Recurrent perceptron learning algorithm for CNNs with application to edge detection

Abstract

A supervised learning algorithm for obtaining the template coefficients in completely stable cellular neural networks (CNNs) is presented and it is applied for learning edge detection in binary images. The algorithm resembles the well-known perceptron learning algorithm and hence is called the recurrent perceptron learning algorithm (RPLA). The RPLA can be described as the following set of rules: i) Increase each feedback template coefficient which defines the connection to a mismatching cell from its whose steady-state output is the same as the mismatching cell's desired output. On the contrary, decrease each feedback template coefficient which defines the connection to a mismatching cell from its whose steady-state is different from the mismatching cell's desired output. ii) Change the input template coefficients according to the rule stated in i) by only replacing the word of neighbor with input. iii) Retain the template coefficients unchanged if the actual outputs match the desired outputs.
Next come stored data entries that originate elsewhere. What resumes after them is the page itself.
Issue #3096, opened 2020-02-20
Administration page blocks navigation for a while when lacking direct internet access


sebastiendu:
**Description**
On Chamilo instances installed on a server that does not have direct access to remote resources such as https://version.chamilo.org/news/latest.php, the administration page appears but blocks any subsequent navigation for a while.

**To Reproduce**
1. Install Chamilo on a server behind a firewall that block outgoing http requests.
2. Login as administrator and open the Administration page (/main/admin/index.php)
3. Don't wait and click on "User list", "Session list" or any other link.

**Expected behavior**
User list should appear within a reasonable delay.

**Server**
 - Chamilo 1.11.x of 2020-02-04
 - no access to remote https locations

**Additional context**
Setting $_configuration['proxy_settings'] (on servers that have an HTTP proxy available) does not seem to help.

sebastiendu:
(not verified hypothesis)

The HTML page generated by /main/admin/index.php and admin/settings_index.tpl
contains a call to /main/inc/ajax/admin.ajax.php?a=get_latest_news

admin.ajax.php first loads /main/inc/global.inc.php, which indirectly calls start_session();
then admin.ajax.php calls function getLatestNews() without first closing the PHP open session.
While a PHP session is open, it is locked. Through start_session(), other pages wait for the lock to be released to proceed.

https://github.com/chamilo/chamilo-lms/blob/85c425f910f42f16108f001dead3038eb14caf0e/main/inc/ajax/admin.ajax.php#L244

sebastiendu:
3 years ago, the same issue was fixed for
/main/inc/ajax/admin.ajax.php?a=version

https://github.com/chamilo/chamilo-lms/commit/c5120d60dbc60432580da375ccc70a484a965328

ywarnier:
Fixed by PR

PR #3138, opened 2020-03-26
Set relevant environment variables http*_proxy - refs BT#16686

### LINKED ISSUE #3117: $_configuration['proxy_settings'] is not used everywhere
**Describe**
Chamilo attempts to send HTTPS requests without using the HTTPS proxy configuration when available.

**To Reproduce**

0. Install Chamilo on a server with no direct internet access
1. Go to /main/admin
2. See the error message appear in red under Version Verification
3. Define $_configuration['proxy_settings'] in app/config/configuration.php
4. Reload /main/admin
5. See the error message appear in red under Version Verification

**Expected behavior**
No error message under Version Verification

**Server**
 - Version of Chamilo: 1.11.x of 2020-02-04
 - Version of PHP: 7.2

**Additional context**
We should scan source code for any use of Curl, Guzzle and / or others so to detect all forgotten use of parameter 'proxy_settings'.

sebastiendu:
fixes #3117 and in some cases #3096

### DIFF
--- a/main/inc/global.inc.php
+++ b/main/inc/global.inc.php
@@ -82,11 +82,14 @@ api_request_uri();
 
 // Set web proxy environment variables
 foreach ([
-             api_get_configuration_sub_value('proxy_settings/stream_context_create/https/proxy'),
-             api_get_configuration_sub_value('proxy_settings/stream_context_create/http/proxy'),
-             api_get_configuration_sub_value('proxy_settings/curl_setopt_array/CURLOPT_PROXY'),
-         ] as $value) {
-    if ($value && is_string($value)) {
+             'proxy_settings/stream_context_create/https/proxy',
+             'proxy_settings/stream_context_create/http/proxy',
+             'proxy_settings/curl_setopt_array/CURLOPT_PROXY',
+         ] as $path) {
+    $value = api_get_configuration_sub_value($path);
+    if (!empty($value) && is_string($value)) {
+        // libcurl reads environment variable https_proxy: https://curl.haxx.se/libcurl/c/libcurl-env.html
+        // \GuzzleHttp\Client::configureDefaults reads environment variable HTTPS_PROXY
         foreach (['https_proxy', 'http_proxy', 'HTTPS_PROXY', 'HTTP_PROXY'] as $envVar) {
             if (false === getenv($envVar)) {
                 putenv("$envVar=$value");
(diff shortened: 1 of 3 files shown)


main/inc/global.inc.php
```diff
@@ -80,6 +80,22 @@
 // Fix bug in IIS that doesn't fill the $_SERVER['REQUEST_URI'].
 api_request_uri();
 
+// Set web proxy environment variables
+foreach ([
+             api_get_configuration_sub_value('proxy_settings/stream_context_create/https/proxy'),
+             api_get_configuration_sub_value('proxy_settings/stream_context_create/http/proxy'),
+             api_get_configuration_sub_value('proxy_settings/curl_setopt_array/CURLOPT_PROXY'),
+         ] as $value) {
+    if ($value && is_string($value)) {
```
ywarnier: I would prefer it if you used (!empty($value) && is_string($value)) here, because historically, PHP has not been very good at dealing with undefined variables properly (so a warning or notice could appear here depending on the PHP version and configuration.

main/inc/global.inc.php
```diff
@@ -80,6 +80,22 @@
...
+        foreach (['https_proxy', 'http_proxy', 'HTTPS_PROXY', 'HTTP_PROXY'] as $envVar) {
```
ywarnier: I would add this comment here (it is in your bug report but there's no clear reason explained here as to why we use lowercase and uppercase versions of the same):
// libcurl reads environment variable https_proxy: https://curl.haxx.se/libcurl/c/libcurl-env.html
// Guzzle reads environment variable HTTPS_PROXY

main/inc/global.inc.php
```diff
@@ -80,6 +80,22 @@
...
+            if (false === getenv($envVar)) {
+                putenv("$envVar=$value");
```
ywarnier: Could you make sure that CURL and Guzzle use getenv() and not $_ENV?
Because of this comment: https://www.php.net/manual/en/function.putenv.php#98540, I'm a bit worried that it could not get what you put in ENV through putenv().

main/inc/lib/api.lib.php
```diff
@@ -8653,6 +8653,42 @@ function api_get_configuration_value($variable)
     return false;
 }
 
+/**
+ * Retreives and return a value in an array tree configuration item
```
ywarnier: returns

ywarnier: in a hierarchical configuration array ?

main/inc/global.inc.php
sebastiendu: \GuzzleHttp\Client::configureDefaults uses getenv().
Curl reads environment variables directly (coded in C).
[To set real environment variables, you must use putenv()](https://www.php.net/manual/en/reserved.variables.environment.php#114811)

The proposed algorithm RPLA has been applied for training CNNs to perform edge detection. The performance of the templates obtained for the chosen input-(desired)output training pairs has been tested on a set of images which are different from the input images used in the training. It has been observed that the generalization ability of CNN in edge detection is extremely well and the performance of a template found by RPLA is comparable to the performance of Canny's edge detector for two-level images.